PROVIDED DATA:
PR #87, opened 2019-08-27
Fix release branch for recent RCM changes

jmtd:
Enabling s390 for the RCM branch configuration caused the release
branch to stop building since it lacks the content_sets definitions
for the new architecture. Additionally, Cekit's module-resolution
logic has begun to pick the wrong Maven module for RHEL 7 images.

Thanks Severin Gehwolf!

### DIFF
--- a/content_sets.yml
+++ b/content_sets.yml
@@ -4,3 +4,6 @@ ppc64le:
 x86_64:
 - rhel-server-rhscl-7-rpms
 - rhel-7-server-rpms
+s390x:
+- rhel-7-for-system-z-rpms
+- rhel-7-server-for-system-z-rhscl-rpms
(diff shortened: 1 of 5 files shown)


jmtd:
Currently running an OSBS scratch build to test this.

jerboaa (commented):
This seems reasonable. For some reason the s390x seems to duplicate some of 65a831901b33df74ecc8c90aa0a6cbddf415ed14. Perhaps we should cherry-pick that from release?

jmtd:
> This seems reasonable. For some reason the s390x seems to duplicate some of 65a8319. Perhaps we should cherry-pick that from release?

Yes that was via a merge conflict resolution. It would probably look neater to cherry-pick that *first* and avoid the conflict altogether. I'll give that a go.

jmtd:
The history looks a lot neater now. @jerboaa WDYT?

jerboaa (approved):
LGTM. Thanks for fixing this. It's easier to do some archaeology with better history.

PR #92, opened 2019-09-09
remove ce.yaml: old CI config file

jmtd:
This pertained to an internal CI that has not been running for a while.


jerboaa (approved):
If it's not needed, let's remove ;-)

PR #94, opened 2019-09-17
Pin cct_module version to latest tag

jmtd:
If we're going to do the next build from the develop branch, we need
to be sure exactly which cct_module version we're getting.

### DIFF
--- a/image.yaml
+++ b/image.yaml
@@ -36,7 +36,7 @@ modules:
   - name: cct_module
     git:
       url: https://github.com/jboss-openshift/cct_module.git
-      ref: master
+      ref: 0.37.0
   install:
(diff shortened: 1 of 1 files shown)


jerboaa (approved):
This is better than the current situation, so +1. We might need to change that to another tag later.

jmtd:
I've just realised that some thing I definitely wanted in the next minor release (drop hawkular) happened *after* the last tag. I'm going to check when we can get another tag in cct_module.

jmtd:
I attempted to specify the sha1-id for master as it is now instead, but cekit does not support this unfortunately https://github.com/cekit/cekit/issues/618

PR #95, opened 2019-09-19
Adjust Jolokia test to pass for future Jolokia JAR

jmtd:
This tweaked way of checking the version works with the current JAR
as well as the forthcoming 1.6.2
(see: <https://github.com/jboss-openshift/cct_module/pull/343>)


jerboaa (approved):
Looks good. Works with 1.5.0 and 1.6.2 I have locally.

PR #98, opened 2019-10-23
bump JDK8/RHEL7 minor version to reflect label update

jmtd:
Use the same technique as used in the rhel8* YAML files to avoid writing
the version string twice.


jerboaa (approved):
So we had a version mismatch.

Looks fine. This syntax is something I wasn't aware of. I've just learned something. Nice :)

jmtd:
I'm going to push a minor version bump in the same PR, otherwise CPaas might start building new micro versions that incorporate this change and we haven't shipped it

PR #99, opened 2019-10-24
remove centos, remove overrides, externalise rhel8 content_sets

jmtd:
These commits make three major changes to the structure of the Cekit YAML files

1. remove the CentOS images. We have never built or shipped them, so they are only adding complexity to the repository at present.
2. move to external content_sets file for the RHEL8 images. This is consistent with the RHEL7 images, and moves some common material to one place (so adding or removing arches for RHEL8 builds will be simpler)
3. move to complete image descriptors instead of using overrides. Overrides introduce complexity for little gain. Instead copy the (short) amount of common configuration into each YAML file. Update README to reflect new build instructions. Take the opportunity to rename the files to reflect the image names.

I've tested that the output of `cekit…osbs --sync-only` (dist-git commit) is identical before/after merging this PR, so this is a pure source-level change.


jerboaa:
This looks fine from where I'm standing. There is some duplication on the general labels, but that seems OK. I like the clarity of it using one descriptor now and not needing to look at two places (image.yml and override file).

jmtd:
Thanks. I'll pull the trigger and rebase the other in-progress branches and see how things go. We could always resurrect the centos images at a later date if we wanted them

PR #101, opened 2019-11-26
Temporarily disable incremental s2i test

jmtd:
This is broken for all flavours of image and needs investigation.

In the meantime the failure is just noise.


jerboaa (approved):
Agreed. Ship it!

--

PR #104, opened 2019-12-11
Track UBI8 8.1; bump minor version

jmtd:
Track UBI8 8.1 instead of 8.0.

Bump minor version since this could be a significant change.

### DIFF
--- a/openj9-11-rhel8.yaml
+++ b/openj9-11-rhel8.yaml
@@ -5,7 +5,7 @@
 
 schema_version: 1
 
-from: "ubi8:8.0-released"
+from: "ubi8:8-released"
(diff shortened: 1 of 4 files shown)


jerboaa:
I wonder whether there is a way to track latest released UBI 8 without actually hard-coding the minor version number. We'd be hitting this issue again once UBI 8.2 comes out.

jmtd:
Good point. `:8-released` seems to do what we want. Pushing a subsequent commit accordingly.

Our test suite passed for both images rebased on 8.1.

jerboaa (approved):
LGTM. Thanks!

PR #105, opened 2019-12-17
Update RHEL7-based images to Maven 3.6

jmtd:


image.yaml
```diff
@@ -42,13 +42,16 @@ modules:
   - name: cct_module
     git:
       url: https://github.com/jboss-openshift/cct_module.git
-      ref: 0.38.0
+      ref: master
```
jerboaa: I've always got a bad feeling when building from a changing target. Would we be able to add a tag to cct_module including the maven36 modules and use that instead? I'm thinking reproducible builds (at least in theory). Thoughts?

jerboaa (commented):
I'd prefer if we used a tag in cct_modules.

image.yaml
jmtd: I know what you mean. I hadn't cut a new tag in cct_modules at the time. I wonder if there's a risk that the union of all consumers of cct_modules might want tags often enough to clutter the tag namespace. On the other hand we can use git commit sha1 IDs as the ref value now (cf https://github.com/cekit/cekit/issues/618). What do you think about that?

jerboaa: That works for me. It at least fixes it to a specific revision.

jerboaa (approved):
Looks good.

EXERCISE AIM:
Say how many lines of the listing above contain "using", with no other words.

ANSWER FOR THE TASK:
2